_Exercise details_.
Wherever "list" appears in the records below, copy the line that holds it.

_Extracted data_.
Segment Open

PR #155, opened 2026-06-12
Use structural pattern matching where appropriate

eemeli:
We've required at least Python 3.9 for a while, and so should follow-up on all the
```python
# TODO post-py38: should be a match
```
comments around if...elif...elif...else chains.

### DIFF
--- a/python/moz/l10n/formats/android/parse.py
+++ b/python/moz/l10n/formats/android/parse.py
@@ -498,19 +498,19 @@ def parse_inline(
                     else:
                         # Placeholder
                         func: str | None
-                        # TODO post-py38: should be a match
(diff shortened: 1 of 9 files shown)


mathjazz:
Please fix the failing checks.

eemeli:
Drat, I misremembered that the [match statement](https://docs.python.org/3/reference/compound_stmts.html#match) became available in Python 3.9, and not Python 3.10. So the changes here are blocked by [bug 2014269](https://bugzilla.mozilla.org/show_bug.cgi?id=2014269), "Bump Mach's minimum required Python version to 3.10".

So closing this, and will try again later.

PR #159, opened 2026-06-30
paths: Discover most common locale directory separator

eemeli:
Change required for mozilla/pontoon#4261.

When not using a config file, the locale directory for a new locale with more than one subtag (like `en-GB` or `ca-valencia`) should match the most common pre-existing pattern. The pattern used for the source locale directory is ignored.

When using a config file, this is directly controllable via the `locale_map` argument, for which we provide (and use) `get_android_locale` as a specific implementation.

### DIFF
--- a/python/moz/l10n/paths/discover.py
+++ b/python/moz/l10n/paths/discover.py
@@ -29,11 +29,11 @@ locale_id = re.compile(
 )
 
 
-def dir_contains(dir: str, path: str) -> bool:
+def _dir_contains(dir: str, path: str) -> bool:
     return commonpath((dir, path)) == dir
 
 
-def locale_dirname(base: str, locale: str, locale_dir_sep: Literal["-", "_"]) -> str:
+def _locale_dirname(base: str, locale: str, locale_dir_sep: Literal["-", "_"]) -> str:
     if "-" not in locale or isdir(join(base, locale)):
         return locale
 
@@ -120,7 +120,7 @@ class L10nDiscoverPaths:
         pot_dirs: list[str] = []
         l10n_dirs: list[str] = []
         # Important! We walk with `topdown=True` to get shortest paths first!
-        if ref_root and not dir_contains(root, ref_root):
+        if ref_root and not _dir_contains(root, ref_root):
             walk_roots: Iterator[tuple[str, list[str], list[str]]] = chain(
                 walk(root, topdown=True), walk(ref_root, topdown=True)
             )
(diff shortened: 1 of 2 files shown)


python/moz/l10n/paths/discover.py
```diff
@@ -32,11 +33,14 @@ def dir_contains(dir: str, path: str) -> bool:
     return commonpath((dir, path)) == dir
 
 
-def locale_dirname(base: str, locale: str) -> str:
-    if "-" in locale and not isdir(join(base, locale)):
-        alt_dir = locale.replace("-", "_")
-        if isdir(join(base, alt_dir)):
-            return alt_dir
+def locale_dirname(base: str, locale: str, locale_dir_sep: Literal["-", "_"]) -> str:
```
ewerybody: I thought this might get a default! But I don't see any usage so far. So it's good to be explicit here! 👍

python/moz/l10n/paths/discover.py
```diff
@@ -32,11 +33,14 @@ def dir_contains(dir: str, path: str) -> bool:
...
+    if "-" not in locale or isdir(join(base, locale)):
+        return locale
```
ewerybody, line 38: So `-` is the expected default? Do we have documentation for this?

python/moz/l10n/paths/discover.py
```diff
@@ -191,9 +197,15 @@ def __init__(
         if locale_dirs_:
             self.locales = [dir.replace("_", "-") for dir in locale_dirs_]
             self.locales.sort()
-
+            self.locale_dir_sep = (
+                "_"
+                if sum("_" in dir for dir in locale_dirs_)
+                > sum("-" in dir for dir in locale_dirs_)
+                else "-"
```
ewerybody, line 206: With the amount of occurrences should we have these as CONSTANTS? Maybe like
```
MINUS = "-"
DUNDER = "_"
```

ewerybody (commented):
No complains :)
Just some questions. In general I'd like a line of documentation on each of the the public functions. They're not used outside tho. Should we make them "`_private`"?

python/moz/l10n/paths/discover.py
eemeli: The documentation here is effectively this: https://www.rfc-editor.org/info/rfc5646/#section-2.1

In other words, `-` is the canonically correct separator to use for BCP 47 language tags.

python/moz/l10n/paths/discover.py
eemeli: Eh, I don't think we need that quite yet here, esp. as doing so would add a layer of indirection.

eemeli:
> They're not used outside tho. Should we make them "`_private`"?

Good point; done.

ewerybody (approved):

Segment Closed
Segment Open

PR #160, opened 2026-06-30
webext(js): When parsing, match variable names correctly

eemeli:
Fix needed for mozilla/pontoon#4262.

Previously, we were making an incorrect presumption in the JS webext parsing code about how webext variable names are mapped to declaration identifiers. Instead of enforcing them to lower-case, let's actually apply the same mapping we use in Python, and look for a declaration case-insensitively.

Segment Closed

_Completed task_.
         pot_dirs: list[str] = []
         l10n_dirs: list[str] = []
             walk_roots: Iterator[tuple[str, list[str], list[str]]] = chain(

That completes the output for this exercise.